I also have been a little unlucky with a house I bought. I had a nagging problem with RF noise leaking into the stereo at odd times. My setup was usually at least bi-amped with a 30 foot cable to the computer.

We did an addition and I replaced the original circuit breaker panel. I happen to notice the original panel was not grounded anywhere so ground came from the pole. Also one ground wire at a pole had been stripped most likely by meth users, so my ground had a fairly high impedance at RF and bad enough for 60hz.

We never had any instance of getting shocked or felt leakage from anything.
The RF noise problems went away with a ground stake at the panel with another going to the incoming water pipe.

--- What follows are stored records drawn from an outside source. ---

PR #2596, opened 2024-08-20
Choco Logic Refactor and Add Checkbox to prefer Chocolatey over Winget

Marterich:
## Type of Change
- [x] New feature
- [x] Refactor
- [x] Documentation update

## Description
In the past I've encountered the question "Why is Winget forced?" or "Why don't we have the option to use Chocolatey instead because winget is too big/slow/broken"

This PR tries to implement a Checkbox Option to Choose if Chocolatey should be preferred when installing/updating/uninstalling apps

image

Additional Info: 
- Make the Checkbox persistent  (a user who likes choco and sets this property, will likely always prefer it even if Winutil is restarted)
- Searches for .install and .portable apps automatically in addition to the main package and uninstalls all at once without manual intervention
- Opens Choco in a different window so the log doesn't get completely unnecessarily bloated but still keeps the ability to interact on unexpected errors
- Get-Installed apps now works with choco as well (only works for packages installed via Choco)
- Loading Bar works like for winget
- **Complete Refactor/Rewrite of the Choco logic**

## Testing
"It works on my machine" xD
Please do your own testing as I changed so much that it is easy to have missed something... 

## Checklist


ruxunderscore:
Maybe, instead, we do a "Prefer Chocolatey" toggle instead, so that it's clear that Chocolatey will be handled first, unless there isn't a package in the choco repo. That was you can have the best of both worlds when it comes to Auto and Chocolatey only.

Marterich:
> Maybe, instead, we do a "Prefer Chocolatey" toggle instead, so that it's clear that Chocolatey will be handled first, unless there isn't a package in the choco repo. That was you can have the best of both worlds when it comes to Auto and Chocolatey only.

Interesting idea, will look into that tomorrow 
:) 

As a nice side factor this could simplify the implementation quite a bit

ChrisTitusTech (approved):
Looks awesome. I'm going to save this one for the Livestream as I want to checkout the branch and push it through some tests.

MyDrift-user (approved):

docs/dev/tweaks/Essential-Tweaks/Powershell7.md
Real-MullaC, line 1: Dont change this part of the file.

Real-MullaC (changes requested):

PR #2600, opened 2024-08-21
Added Git commit hash to the about page

psyirius:
## Type of Change
- [x] New feature

## Impact
Indicates relatively exact where the build is coming from.
For example: Can used to differentiate builds across different branches, build from the same date and vice versa.
Just a little touch from the world of modern SW Development standards :P

## Additional Information
If built with unsaved changes, will show `(dirty)`

## Screenshots
image
image

## Checklist


Real-MullaC:
I am not coming out offensive but this just bloats WinUtil up. With un nessicary information.

psyirius:
I don't think its unnecessary. It helps differentiating builds deployed on the same day.

CodingWonders:
While I think that this is interesting, the releases will be coming from a GitHub action and, if people look up the commit hash, they're not going to find anything interesting (apart from the results of an automated system)

This is only useful for developers IMO

ChrisTitusTech:
Most of devs will probably be doing a Compile -Run locally and should be able to reference it. 

Doing a more unique build version would probably be better, but I don't want to change from the current date format. Its easy to understand from a user perspective and this commit would confuse people. I get emails every day about all kinds of things from the utility and this might add to that pile.

PR #2606, opened 2024-08-22
 Added AyuGram Desktop

its-ashu-otf:
# Pull Request

## Type of Change
-  App Addition

## Description
Compiled the winutil.ps1 script and Checked The App Installation works well.


Real-MullaC:
This PR will be declined as apps are not being added currently.

its-ashu-otf:
> This PR will be declined as apps are not being added currently.

Ohh So should i  close this?

PR #2616, opened 2024-08-24
Explorer Refresh instead of restart

MyDrift-user:
# Pull Request

## Type of Change
- [x] Refactoring

## Description
Instead of restarting explorer, we could "refresh" it. For example when changing settings in the settings app it does not restart the explorer process, but still works fine. I am trying to recreate that.

## Testing
- Changes currently work with dark mode toggle and other light stuff, but not with snap window toggles for example.
- I need to test it out more and take a deeper look at how Windows does it.

## Impact
restarting explorer is kind of a trash experience, it would help the ux.

## Checklist
- [ ] I have performed a self-review of my own code.
- [ ] I have commented my code, particularly in hard-to-understand areas.
- [ ] I have made corresponding changes to the documentation.

### DIFF
--- a/.github/release-drafter.yml
+++ b/.github/release-drafter.yml
@@ -19,10 +19,6 @@ template: |
 
   $CHANGES
 
-  ## Contributors
-
-  $CONTRIBUTORS
-
 change-title-escapes: '\<*_&"'''
 autolabeler:
   - label: 'documentation'


functions/public/Invoke-WPFToggle.ps1
```diff
@@ -34,4 +34,6 @@ function Invoke-WPFToggle {
         "WPFToggleTaskbarAlignment" {Invoke-WinUtilTaskbarAlignment $(Get-WinUtilToggleStatus WPFToggleTaskbarAlignment)}
         "WPFToggleDetailedBSoD" {Invoke-WinUtilDetailedBSoD $(Get-WinUtilToggleStatus WPFToggleDetailedBSoD)}
     }
+
+    Invoke-WinUtilExplorerRefresh
```
og-mrk, line 38: ... isn't calling `Invoke-WinUtilExplorerRefresh` on every toggle interaction a bit over kill maybe? 😅
I think it's better to call it when necessary, and it'll show a clear dependency on this ExplorerRefresh function, which'll help with the `devdocs-generator` script.

PR #2683, opened 2024-09-05
Fix/Refactor windev Admin Elevation

### LINKED ISSUE #2668: Broken Run as admin (windev)
## Describe the bug
Broken Run as admin (windev)

## To Reproduce
1. Open powershell un-elevated
2. `irm "https://christitus.com/windev" | iex`

## Expected behavior
Obviously should be successful elevating to admin

## Screenshots
image

Marterich:
## Type of Change
- [x] Bug fix
- [x] Refactor

## Description
Changed the auto elevation logic to use the same URLs whether windev is called as admin or not.
(previously a static URL was used when the shell wasn't run as admin) 

## Issue related to PR
- Resolves #2668


MyDrift-user:
@Marterich it was done because otherwise when launchin the winutil dev release it will elevate and run the latest full release instead of the originally launched dev release. There might be a better fix but that was mine at the time..

Marterich:
> @Marterich it was done because otherwise when launchin the winutil dev release it will elevate and run the latest full release instead of the originally launched dev release. There might be a better fix but that was mine at the time..

Allright, I'll take another look

MyDrift-user:
If you only want to fix the attached issue, you may remove/fix the $arglist bc the rest should work fine

Marterich:
> If you only want to fix the attached issue, you may remove/fix the $arglist bc the rest should work fine

I updated the logic and the PR Description. Now the same URLs are being used, whether /windev is called as a privileged user or not.

MyDrift-user (approved):
looks good to me, thanks :)

MyDrift-user:
wait, shouldn't you escape `Invoke-RestMethod` under $script = `Invoke-RestMethod $url`?

Marterich:
> wait, shouldn't you escape `Invoke-RestMethod` under $script = `Invoke-RestMethod $url`?

This is not really necessary because Powershell is not as strict as bash for example, meaning, if Invoke-RestMethod is a known module/function it gets directly invoked. Winutil gets downloaded and stored in $script and later passed as a string to iex

ChrisTitusTech (approved):

ChrisTitusTech:
Fantastic way of elevating it properly. Thanks @Marterich 

I haven't forgotten about the Choco tweak, I just wanted to show that on stream when I merge it.

ChrisTitusTech (approved):

PR #3906, opened 2026-01-13
Remove-WPFToggleTaskbarWidgets

ghost:
We can't disable Widgets without running
```powershell
Get-AppxPackage MicrosoftWindows.Client.WebExperience -AllUsers | Remove-AppPackage -AllUsers
```
and that would be a remove not a disable, the only way to disable it would be trough settings since for some reason windows locked down that registery dword


ChrisTitusTech (approved):
Yup, back in the day this worked, but no longer. Sad face :(

PR #3938, opened 2026-01-25
Disable BitLocker on Home Editions with microwin due to #3937

### LINKED ISSUE #3937: MicroWin on Win11 Home have drive encryption off by default
### ⚙️ Issue Checklist

- [x] I checked for an existing pull request that addresses this request.

### ❓ Is your feature request related to a problem?

I've noticed in the various Windows 11 Home MicroWin installs I've done, the drive encryption (I'm calling it BitLocker Lite) is enabled by default.  My assumption is that if Secure Boot / TPM are disabled that this feature probably can't activate on its own, but I guess because the original image is based around requiring a MS account, its kinda null and void on most normal installs.  However since MicroWin enforces a local account, this creates an impasse where users are probably not aware that its active by default, and so in the event of hardware failure but the install disk is still fine the data likely can't be recovered.

The same isn't true on Windows 11 Pro MicroWin installs, regardless of Secure Boot / TPM it appears to be hard disabled always, this is expected behaviour in my opinion.

If at all possible, make all MicroWin images have BitLocker / Drive Encryption off by default given they force a local account, this makes logical sense to me.  Potentially a tweak that gives us the option to remove the feature so it can't reactivate itself, especially without the users knowledge, which would mean they wouldn't think to disable or save the recovery key.

### 🔄 Describe alternatives you've considered

_No response_

### 🖼️ Additional context

_No response_

ghost:
## Type of Change
- [x] New feature
- [ ] Bug fix
- [ ] Documentation update
- [ ] Refactoring
- [ ] Hotfix
- [ ] Security patch
- [ ] UI/UX improvement

## Description

This Checks if BitLocker is enabled and if it is enabled than it well disable it

## Issue related to PR

- Resolves #3937

## Checklist
- [ ] I have made corresponding changes to the documentation.

### DIFF
--- a/functions/microwin/Microwin-NewFirstRun.ps1
+++ b/functions/microwin/Microwin-NewFirstRun.ps1
@@ -66,6 +66,11 @@ function Microwin-NewFirstRun {
 
     }
 
+    if ((Get-BitLockerVolume -MountPoint $Env:SystemDrive).ProtectionStatus -eq 'On') {
+        Write-Host "Disabling BitLocker..."
+        Disable-BitLocker -MountPoint $Env:SystemDrive
+    }
+
     # Get BCD entries and set bootmgr timeout accordingly
     try
     {


KonTy:
This is not the to do it, why make decisions for everyone, it should be an option a checkbox on the mirowin page, maybe ticked by default.

ghost:
> This is not the to do it, why make decisions for everyone, it should be an option a checkbox on the mirowin page, maybe ticked by default.

Chris wants Microwin to be as streamlined as possible, so even if I made this optional, he would probably not accept it. I also think most people who use Microwin won’t want BitLocker, and this doesn’t remove BitLocker you can always enable it later.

Seems those "copper thieves" are everywhere!
Even here, I've had to call the power company for missing ground wires.
They've installed a shroud around them now to keep the thieves from chopping them.
 
15 days ago at a wedding farm my brother phoned me because the speakers were making strange pops during the dinner and the music was floating in volume. So, I grabbed my Fluke DVM and checked the voltage. Guess what ? I was measuring 160V when there should be 230V. I showed them the readings and told them it's impossible to work that way. They started the generator and I grabbed a reel of cable and connected it directly there and the wedding ball went fine. I think the PA PSU's were collapsing from such low voltage. They have contacted the utility company and installed another meter just for that room. (There was one room now acepipe room at the older part of the house and they constructed a newer modern one last year) They have fixed the issue getting power from another place. The main transformer is half a mile away and they said it's the "end of the line", but I think if the transformer is weak they must correct it since we are paying the electricity bills. If the farm is far away from the transformer, it's not our problem.
With many ovens, grills and air conditioners voltage can indeed be insufficient sometimes...
 
Trust me, the "pops" will not cause harm to your audio system(s). It's annoying, yes, but that's all. .

This is fine so long as the amps power supplies are solid.
I made the mistake of designing an amp without 100nf's on the power rails.
First sign of a glitch on the mains and the output transistors blew up !
The glitches get on the rails and cause secondary breakdown of transistors.